Exercise:
Pull every "RGBA" line out of the data below.

Available data:
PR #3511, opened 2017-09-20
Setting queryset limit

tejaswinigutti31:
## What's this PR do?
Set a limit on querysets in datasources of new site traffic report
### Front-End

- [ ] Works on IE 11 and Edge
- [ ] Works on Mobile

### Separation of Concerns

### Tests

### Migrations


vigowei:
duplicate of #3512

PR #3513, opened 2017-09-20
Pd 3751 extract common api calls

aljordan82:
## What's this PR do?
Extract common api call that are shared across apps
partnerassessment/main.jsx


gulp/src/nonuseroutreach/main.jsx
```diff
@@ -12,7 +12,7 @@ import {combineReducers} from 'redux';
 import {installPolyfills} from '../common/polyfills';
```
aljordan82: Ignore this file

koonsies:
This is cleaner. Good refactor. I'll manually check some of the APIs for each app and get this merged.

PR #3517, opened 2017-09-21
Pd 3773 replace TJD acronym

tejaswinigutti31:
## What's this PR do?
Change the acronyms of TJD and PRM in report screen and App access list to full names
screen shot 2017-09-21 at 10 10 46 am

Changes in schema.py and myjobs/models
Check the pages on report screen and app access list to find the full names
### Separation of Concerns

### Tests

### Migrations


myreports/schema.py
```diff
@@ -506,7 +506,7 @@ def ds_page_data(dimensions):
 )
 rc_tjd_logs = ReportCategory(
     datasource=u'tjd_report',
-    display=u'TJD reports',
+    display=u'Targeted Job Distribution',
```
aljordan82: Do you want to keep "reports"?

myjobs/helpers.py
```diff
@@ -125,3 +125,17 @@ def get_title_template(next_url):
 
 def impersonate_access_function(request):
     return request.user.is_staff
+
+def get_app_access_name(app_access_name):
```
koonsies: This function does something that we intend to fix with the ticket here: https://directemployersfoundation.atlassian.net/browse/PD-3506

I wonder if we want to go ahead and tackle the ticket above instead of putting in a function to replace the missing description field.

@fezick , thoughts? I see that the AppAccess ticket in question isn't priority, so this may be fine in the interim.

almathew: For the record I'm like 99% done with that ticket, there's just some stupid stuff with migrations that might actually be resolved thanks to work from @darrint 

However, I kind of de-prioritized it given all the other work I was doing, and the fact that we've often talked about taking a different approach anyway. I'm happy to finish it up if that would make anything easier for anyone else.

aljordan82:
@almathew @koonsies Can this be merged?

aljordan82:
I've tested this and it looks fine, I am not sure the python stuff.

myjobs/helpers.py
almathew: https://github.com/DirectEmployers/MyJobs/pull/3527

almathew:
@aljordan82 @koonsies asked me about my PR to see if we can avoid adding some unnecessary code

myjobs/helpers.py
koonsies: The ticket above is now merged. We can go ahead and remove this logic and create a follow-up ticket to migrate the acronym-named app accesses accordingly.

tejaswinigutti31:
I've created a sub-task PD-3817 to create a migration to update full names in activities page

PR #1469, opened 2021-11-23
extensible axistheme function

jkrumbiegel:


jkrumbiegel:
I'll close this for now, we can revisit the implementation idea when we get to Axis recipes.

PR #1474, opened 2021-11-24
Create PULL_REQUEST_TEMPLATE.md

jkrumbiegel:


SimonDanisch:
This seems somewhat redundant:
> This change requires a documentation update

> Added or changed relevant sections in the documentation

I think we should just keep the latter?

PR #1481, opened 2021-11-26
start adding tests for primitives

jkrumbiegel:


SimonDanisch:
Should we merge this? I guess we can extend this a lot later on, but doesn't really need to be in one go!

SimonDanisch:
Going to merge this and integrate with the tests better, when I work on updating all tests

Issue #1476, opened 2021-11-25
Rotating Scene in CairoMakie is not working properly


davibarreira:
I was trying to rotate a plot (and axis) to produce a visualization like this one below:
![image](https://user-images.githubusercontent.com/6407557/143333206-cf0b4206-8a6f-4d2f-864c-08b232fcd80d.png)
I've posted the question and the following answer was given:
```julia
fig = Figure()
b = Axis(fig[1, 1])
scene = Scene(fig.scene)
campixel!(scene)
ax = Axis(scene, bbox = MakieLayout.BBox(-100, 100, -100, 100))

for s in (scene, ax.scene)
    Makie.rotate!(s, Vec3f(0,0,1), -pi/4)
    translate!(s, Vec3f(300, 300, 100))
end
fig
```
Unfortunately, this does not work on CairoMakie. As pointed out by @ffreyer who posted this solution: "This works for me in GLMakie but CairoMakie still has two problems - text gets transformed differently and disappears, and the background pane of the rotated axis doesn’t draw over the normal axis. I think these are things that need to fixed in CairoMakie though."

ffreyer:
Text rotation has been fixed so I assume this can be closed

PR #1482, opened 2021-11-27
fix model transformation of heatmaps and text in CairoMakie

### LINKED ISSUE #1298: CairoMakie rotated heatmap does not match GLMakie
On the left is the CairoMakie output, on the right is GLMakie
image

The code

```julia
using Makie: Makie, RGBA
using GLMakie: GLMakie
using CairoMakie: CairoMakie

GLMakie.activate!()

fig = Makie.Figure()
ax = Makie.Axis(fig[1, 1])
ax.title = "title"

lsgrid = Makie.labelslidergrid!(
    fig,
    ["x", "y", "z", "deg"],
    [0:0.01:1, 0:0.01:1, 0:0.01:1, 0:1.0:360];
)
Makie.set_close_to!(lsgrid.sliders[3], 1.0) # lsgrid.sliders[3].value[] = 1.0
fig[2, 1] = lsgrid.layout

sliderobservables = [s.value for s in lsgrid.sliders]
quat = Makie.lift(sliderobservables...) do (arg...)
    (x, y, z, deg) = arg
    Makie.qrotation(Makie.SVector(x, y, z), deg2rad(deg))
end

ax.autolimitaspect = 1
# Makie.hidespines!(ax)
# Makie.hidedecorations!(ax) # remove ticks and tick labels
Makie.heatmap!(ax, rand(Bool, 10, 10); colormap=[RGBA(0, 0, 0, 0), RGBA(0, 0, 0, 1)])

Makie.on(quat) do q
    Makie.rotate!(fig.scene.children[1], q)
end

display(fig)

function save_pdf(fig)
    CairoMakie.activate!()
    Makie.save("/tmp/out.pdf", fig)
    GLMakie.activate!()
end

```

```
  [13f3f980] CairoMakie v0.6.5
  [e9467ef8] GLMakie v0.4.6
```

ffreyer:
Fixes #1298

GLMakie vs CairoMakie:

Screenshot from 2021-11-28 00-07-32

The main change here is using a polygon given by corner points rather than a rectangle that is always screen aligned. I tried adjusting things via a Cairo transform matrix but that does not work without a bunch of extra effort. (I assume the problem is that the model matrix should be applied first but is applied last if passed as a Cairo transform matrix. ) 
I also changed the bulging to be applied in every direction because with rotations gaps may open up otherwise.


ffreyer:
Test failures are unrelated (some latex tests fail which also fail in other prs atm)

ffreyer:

Answer section:
using Makie: Makie, RGBA
Makie.heatmap!(ax, rand(Bool, 10, 10); colormap=[RGBA(0, 0, 0, 0), RGBA(0, 0, 0, 1)])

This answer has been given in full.